Here are some of the factors driving the industry to support tar sands oil.
- It’s big. With 169 billion barrels of proven bitumen reserves, there are big profits to be made. Although tar sands is challenging to extract, high oil prices help to guarantee profits.
- It’s cheap for refiners. Although tar sands oil is relatively expensive to extract, it sells to refiners at a discount to other oils because of its low quality. A significant proportion of U.S. refineries have bought special equipment in order to process this heavy sour crude so that they can cash in on that discount. Having made the investment they want the discounted oil and are determined to get it.
- Because of fracking, natural gas, the main source of energy for extracting and processing tar sands, may remain cheap for years to come. This cushions the cost of producing transport fuel from this low quality oil. If natural gas prices remained at levels seen in 2007/8, tar sands production and processing would be far less profitable.
- Many American and International oil companies are involved in both extracting and refining tar sands oil. By playing both ends of the game these oil companies – for example, Exxon, Shell, BP – are ensured profits from both extraction and refining. When oil prices go up, refiners make less and extractors make more. When tar sands oil is selling at a steep discount because of oversupply, as it does today, extractors are squeezed but refiners make a healthy profit. This has made tar sands advocates out of pretty much the entire North American oil industry.
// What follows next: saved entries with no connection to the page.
PR #4, opened 2022-03-29
DPE 71 Patroni resource install

marceloneppel:
# Issue
In short this PR partially address JIRA ticket [DPE-71](https://warthogs.atlassian.net/browse/DPE-71). The remaining implementation is split in two separate PRs to make the review easier.

In long:
* Patroni is released as a Python package, which should be installed by the charm to later be started.

# Solution
* Enable the human operator to inform a resource containing Patroni Python package when deploying.
* Installing this resource together with PostgreSQL database in the charm

# Context
* Additional Patroni dependencies (like python-dev and psycopg2) will be changed to be installed as offline packages in a future PR.

# Testing
* Unit tests
* Some manual testing to ensure the charm still gets to the desired state
* Update of the `tox.ini` file and the deploy integration test to download and add Patroni as a resource (the successful install of the resource will be better tested in the next PR, where the bootstrap process is switched to use Patroni)

# Release Notes
* Add Patroni as a resource
* Add pip as a charm-python-packages part for bionic series
* Install Patroni dependencies (python-dev and psycopg2)
* Implement logic to install Patroni Python package
* Update `apt update` unit test matching the implementation of the `test_install_pip_packages` unit test

### DIFF
--- a/src/charm.py
+++ b/src/charm.py
@@ -55,7 +55,11 @@ class PostgresqlOperatorCharm(CharmBase):
         self._cluster.inhibit_default_cluster_creation()
 
         # Install the PostgreSQL and Patroni requirements packages.
-        self._install_apt_packages(event, ["postgresql", "python3-pip", "python3-psycopg2"])
+        try:
+            self._install_apt_packages(event, ["postgresql", "python3-pip", "python3-psycopg2"])
+        except (subprocess.CalledProcessError, apt.PackageNotFoundError):
+            self.unit.status = BlockedStatus("failed to install apt packages")
+            return
 
         try:
             resource_path = self.model.resources.fetch("patroni")
@@ -65,8 +69,12 @@ class PostgresqlOperatorCharm(CharmBase):
             return
 
         # Build Patroni package path with raft dependency and install it.
-        patroni_package_path = f"{str(resource_path)}[raft]"
-        self._install_pip_packages([patroni_package_path])
+        try:
+            patroni_package_path = f"{str(resource_path)}[raft]"
+            self._install_pip_packages([patroni_package_path])
+        except subprocess.SubprocessError:
+            self.unit.status = BlockedStatus("failed to install Patroni python package")
+            return
 
         self.unit.status = WaitingStatus("waiting to start PostgreSQL")
 
@@ -120,24 +128,37 @@ class PostgresqlOperatorCharm(CharmBase):
         return data.get("postgres-password", None)
 
     def _install_apt_packages(self, _, packages: List[str]) -> None:
-        """Simple wrapper around 'apt-get install -y."""
+        """Simple wrapper around 'apt-get install -y.
+
+        Raises:
+            CalledProcessError if it fails to update the apt cache.
+            PackageNotFoundError if the package is not in the cache.
+            PackageError if the packages could not be installed.
+        """
         try:
             logger.debug("updating apt cache")
             apt.update()
         except subprocess.CalledProcessError as e:
             logger.exception("failed to update apt cache, CalledProcessError", exc_info=e)
-            self.unit.status = BlockedStatus("failed to update apt cache")
-            return
+            raise
 
-        try:
-            logger.debug(f"installing apt packages: {', '.join(packages)}")
-            apt.add_package(packages)
-        except apt.PackageNotFoundError:
-            logger.error("a specified package not found in package cache or on system")
-            self.unit.status = BlockedStatus("failed to install packages")
+        for package in packages:
+            try:
+                apt.add_package(package)
+                logger.debug(f"installed package: {package}")
+            except apt.PackageNotFoundError:
+                logger.error(f"package not found: {package}")
+                raise
+            except apt.PackageError:
+                logger.error(f"package error: {package}")
+                raise
 
     def _install_pip_packages(self, packages: List[str]) -> None:
-        """Simple wrapper around pip install."""
+        """Simple wrapper around pip install.
+
+        Raises:
+            SubprocessError if the packages could not be installed.
+        """
         try:
             command = [
                 "pip3",
@@ -148,7 +169,7 @@ class PostgresqlOperatorCharm(CharmBase):
             subprocess.check_call(command)
         except subprocess.SubprocessError:
             logger.error("could not install pip packages")
-            self.unit.status = BlockedStatus("failed to install pip packages")
+            raise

We now see the industry talking about “North American energy security” when what they really mean is “guaranteed profits for us”.
- Canada (apparently) isn’t Saudi Arabia. Canada now vies for position with Saudi Arabia, Venezuela, Russia and Iraq in terms of oil reserves and production. Many Americans are won over by the idea that getting oil from Canada is better than getting it from these countries, as if that is the only choice available.